The developer experience
Any external service is normally expected to provide a reasonable set of up-to-date documentation along with samples to get developers up and running. Dropping Swagger on top of a bunch of APIs is not really enough. Services may also be expected to provide sandbox environments to allow developers to build integrations. Facilities that help developers debug problems are also to be expected, along with meaningful error messages and maybe even access to project developers.
This all requires fairly mature, developer-orientated platforms and processes. The reality is usually a a lot more basic, even for public-facing APIs with external customers. It is less likely that an organisation will invest in this kind of infrastructure just to accommodate a small number of internal collaborators.
Adopting a shared service also means taking on somebody else’s vision for its long-term roadmap. Has this been clearly stated and does it fit in with what you want?
Internally-shared services suggest more of a partnership than externally procured products. It is reasonable to expect some visibility over the development backlog. You could even expect a seat at the table when features are being prioritised and roadmaps are being drawn.
Care needs to be taken over API versioning, preferably to avoid breaking change and ensure some level of backwards compatibility. External-facing services will have a customer base that tends to prevents sudden change, though this discipline might not be in placer for internally provision.

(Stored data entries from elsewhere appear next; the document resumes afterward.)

PR #631, opened 2026-07-06
fix(rust): bubble anonymous closure calls to enclosing scope so captured-local receivers resolve

vitali87:
## Problem (Class E: closure-captured local inheritance)

A call inside an anonymous Rust closure on a captured local was dropped from the call graph:

```rust
let state = self.shared.state.lock().unwrap();      // typed State via guard-deref (Class D)
expire.map(|_when| state.next_expiration())         // state.next_expiration() -> NO edge
```

Root cause: an anonymous closure (`closure_expression`) has no name, so the call loop skips it as a caller. But `_calls_owned_by` still treated the closure as owning its body's calls and excluded them from the enclosing method. With no caller to attribute them to, those calls dropped entirely, orphaning their targets (e.g. `State.next_expiration` reported dead in mini-redis).

## Fixes

**1. Anonymous closures bubble (Class E).** `_js_ts_attributable_nodes` (renamed `_attributable_func_nodes`, now multi-language) excludes anonymous Rust `closure_expression` nodes from the ownership set, exactly as it already does for JS/TS anonymous arrows. The closure's calls now bubble up to the enclosing fn/method, which holds the captured locals' types, so `state.next_expiration()` resolves against the enclosing scope's `state: State`.

**2. Named nested Rust `fn`s own their calls (Rust-scoped).** A named nested `fn inner()` inside a free `fn outer()` previously had its body calls double-counted onto `outer` (a pre-existing bug: the free-function path used `_filter_calls_in_node` without the descendant-ownership exclusion the method path already applies). The Rust free-function path now uses `_calls_owned_by`, so `inner`'s calls belong to `crate.lib.outer.inner` only, not also to `crate.lib.outer`. Scoped to Rust to preserve other languages' flow-tracing behavior (a broad application regressed zustand's TS dead-code count 268 -> 282).

## Validation

- RED->GREEN tests: closure-captured local receiver dispatch in a method; named nested fn calls not bubbled to the enclosing fn.
- All 22 Rust receiver + closure tests pass.
- Dead-code evals (head vs base 30221b9): **mini-redis 2 -> 0**, **gin 2 (unchanged)**, **click 5 (unchanged)**, **zustand 268 (unchanged)**.
- Full suite: 4499 passed (5 Rust oracle tests + 2 testcontainer integration tests verified green in isolation; 1 pre-existing live-Ollama tool-calling flake, all unrelated to this change).
- ruff + ty clean.

### DIFF
--- a/codebase_rag/parsers/call_processor.py
+++ b/codebase_rag/parsers/call_processor.py
@@ -912,7 +912,7 @@ class CallProcessor:
         # (H) Only functions that get their own caller node exclude their calls from
         # (H) the enclosing scope; anonymous arrows (skipped below) must not, so
         # (H) their calls bubble up instead of dropping.
-        owned_func_nodes = self._js_ts_attributable_nodes(method_nodes, language)
+        owned_func_nodes = self._attributable_func_nodes(method_nodes, language)
         for method_node in method_nodes:
             # (H) The body byte-range slice also captures functions of a NESTED
             # (H) class (Outer body contains Inner.run); those belong to the
@@ -2950,7 +2950,7 @@ class CallProcessor:
             return None
         return safe_decode_text(name_node)
 
-    def _js_ts_attributable_nodes(
+    def _attributable_func_nodes(
         self, func_nodes: list[Node], language: cs.SupportedLanguage
     ) -> list[Node]:
         # (H) The func nodes that will get their own caller node: named functions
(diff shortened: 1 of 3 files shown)


vitali87:
@greptile review

vitali87:
@greptile review

vitali87:
@greptile review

Part of any contract between service and consumer should be a clear understanding of how to manage change. This should include a definition of what constitutes breaking change and how the service will implement it. A service can’t be expected to keep older versions online forever, but it should at least provide a lengthy deprecation period.
The more widely a service is shared, the more varied the consumer requirements become. In general, some level of extensibility is helpful as it can allow consumers to add in the missing pieces rather than having to get them added to another organisation’s roadmap.
If services are shared between countries the requirements for localisation are likely to be more onerous. This will include system messages and errors – generally the last piece that anybody ever considers localising. There may also be a demand for more flexbility over branding.
Finally, and probably most important of all, who pays for this? Assuming you can agree a financial model for compensating the organisation providing the service, should this be competitive with externally-available services? What happens when a consumer wants to stop using the service? Are they allowed to withdraw or is there a notice period?
This brings us back to considering the trading-off the benfits to the consumer. Any charge-back has to be very carefully calibrated alongside all the other aspects of service delivery. After all, it would be difficult to justify charging a significant fee for am external service with a limited SLA, oblique roadmap and patchy documentation.